Requirement: Each line below either holds the string "again" or doesn't. Count those that do and give only the number.

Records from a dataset
=-=-=-=-=
PR #2311, opened 2024-05-24
Use QTableView on model based widget

CoBC:
@bear101 Is this one something OK for you?
If yes, I'll change it on other table model
I find this more logic to use QTableView for multicolumn widget
More, this widget doesn't require accessible text role anymore, we can navigate with arrow keys like any real table, which is more efficient for me.

### DIFF
--- a/ChangeLog.txt
+++ b/ChangeLog.txt
@@ -27,7 +27,7 @@ Default Qt Client
 - Context menu to move banned/unbanned users to banned/unbanned list
 - Ban time displays in local format
 - Ability to leave current channel from everywhere in main window
-- Table instead of tree on Online Users, User Accounts, Banned Users, Server List, File List, and Preferences
+- Table instead of tree on Online Users, User Accounts, Banned Users, Server List, File List, Server Properties, and Preferences
 Android Client
 - Toggle channel operator does not show password dialog if user has user-right to change channel operator
 iOS Client
--- a/ChangeLog.txt
+++ b/ChangeLog.txt
@@ -27,6 +27,7 @@ Default Qt Client
 - Context menu to move banned/unbanned users to banned/unbanned list
 - Ban time displays in local format
 - Ability to leave current channel from everywhere in main window
+- Table instead of tree on Online Users, User Accounts, Banned Users, Server List, File List, and Preferences
 Android Client
 - Toggle channel operator does not show password dialog if user has user-right to change channel operator
 iOS Client
--- a/Client/qtTeamTalk/CMakeLists.txt
+++ b/Client/qtTeamTalk/CMakeLists.txt
@@ -90,6 +90,7 @@ if (Qt5_FOUND OR Qt6_FOUND)
     serverlogeventsmodel.h mytreeview.h textmessagecontainer.h
     useraccountsmodel.h encryptionsetupdlg.h utiltt.h utilxml.h
     utilos.h serverdlg.h moveusersdlg.h useraccountdlg.h soundeventsmodel.h
+    mytableview.h
     main.cpp mainwindow.cpp preferencesdlg.cpp uservideowidget.cpp
     channelstree.cpp channeldlg.cpp userinfodlg.cpp
     bannedusersdlg.cpp useraccountsdlg.cpp videogridwidget.cpp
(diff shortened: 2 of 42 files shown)


bear101:
The row height is quite big in QTableView compared to QTreeView but I can probably fix that. So go ahead and change to QTableView

peter1384:
I don't know if this is expected for this for now because not complete or something, but with this my banned users items are announced like this with nvda when I press up and down arrow.
data item  selected  row 1
data item  selected  row 2

CoBC:
It's just because the column you're navigating in is empty, so press 
right arrow and you'll see

peter1384:
oh no, so for seeing all of the information of a ban such as creater, ban type, ban time and all others we have to press right arrow now? this is not good at all!

CoBC:
Yes, it's exactly the goal of a table, on all tables I know, you have to 
navigate in it to see info.

Personally, I find it really more convinient to be able to quickly see 
the info I want, E.G. ban type, instead of have to hear all previous info.

CoBC:
I just pushed for online users. Unfortunately context menu actions seams to be broken :(
I'm searching why but if anyone has an idea before me, it will be really good :)

peter1384:
then in this case personally i disagree with this and i don't know if i'd be able to use it properly because this is gonna be replaced by all tree views

CoBC:
Sorry, but I don't really understand your problem with these changes

peter1384:
my problem is that i have to press right arrow to view other info, but in tree view i could see everything
now i have to press right arrow to see username, ip, nickname, ban type, and this is gonna be replaced with everything, it's not comfurt, I didn't know the point of tables are this.

CoBC:
And, if, for example, I want to see the ID of an online user, currently, 
I have to heard nickname, status message, IP, version, and more, before 
the ID, I have the time to drink a cup of tea before hearing the info I 
want.

CoBC:
All will be read on first column (accessible text role), and we can continue to navigate with arrow keys to only read other info
Hope everyone is happy with this behaviour

ChrisDuffley:
Yes. Other than left/right arrow keys not navigating each column then this is exactly like how a list view would behave. At least by what you're saying here. I'll still have to figure out how I'll test this when I'm back at a computer again.

Thank you for this change, I also may want to hear only one column most of the time. Does first/multi-letter navigation still work in these elements and if so, what column is it based on?

CoBC:
Yes, one letter key navigation works. It's based on first column, depending on table.

CoBC:
Done for me, just online users context menu is still broken, but don't understand why for now

ChrisDuffley:
Will that method change depending on sort (via Sort By...) or no, always by the first column?

CoBC:
The based column is always the same, but depending on sort result order will change

bear101:
@CoBC can you rebase with master branch to get a clean commit history?

CoBC:
I've rebased. Not sure why Git is still showing 7 commits. Maybe I'm not a rebase expert :(

bear101:
@CoBC Column 0 in server list shows "Name", "Users" and "Country" as rows. And also many empty rows. "Name", "Users" and "Country" are also in header of columns 1, 2, 3.

bear101:
@CoBC Also header sizes are not correct width initially. I have to adjust each of them manually. Is there a way to have horizontalHeader() to manually set preferred sizes if the size is not already stored?

CoBC:
Hmmmm, other dialogs don't have the same issue? Strange if server list 
is the only one with this issue.

For horizontalHeader, I have to check again the doc :)

CoBC:
@bear101 what about resizeSection? Is not this emthod you want to set 
default size?

CoBC:
I pushed a new commit, hope this helps to fix server list

bear101:
@CoBC I'll clean up the commit history and do a force push

bear101:
@CoBC Your old branch is available as tableview-old

bear101:
@CoBC when you select a server in "Server List" dialog and press "Connect" button it has no effect.

CoBC:
This issue is also present in master branch, right? In all case this 
button doesn't have any effect for me when I select an item on the tree, 
tab to connect button and than press space. So, does it works in master 
branch with mouse?

bear101:
Hm, yes, on master branch it also has this issue. The issue is the same with and without mouse.

I guess it makes sense that the focus check fails when none of the lists are focused :(

CoBC:
Yes, you're right. But, do you see any other easy way to connect the 
"Connect" button to an action without this focus check? Or maybe we have 
to add a 2nd "Connect" button?

bear101:
Maybe the "Connect" button should check selection instead. If one list has an item selected then it chooses that one.

CoBC:
Should I make this change in this PR now? Or are you working on 
something else on this PR and I'll open another PR for this fix later?

bear101:
Should we just remove the "Connect" button? It's a bit ambiguous when both list views have selection.

Please make the change from master branch. I'm currently review the QTableView changes.

CoBC:
Yes, I thought to the same thing, this "Connect" button is not really useful anymore, we have double click, enter key and context menu to connect, I'll remove it.

bear101:
Is it ok that I enable row selection in all the table views? It's more logical than cell selection

User Accounts dialog is already like this:
```
         <property name="selectionBehavior">
          <enum>QAbstractItemView::SelectRows</enum>
         </property>
```

CoBC:
Yes, it's OK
=-=-=-=-=
Solution: 2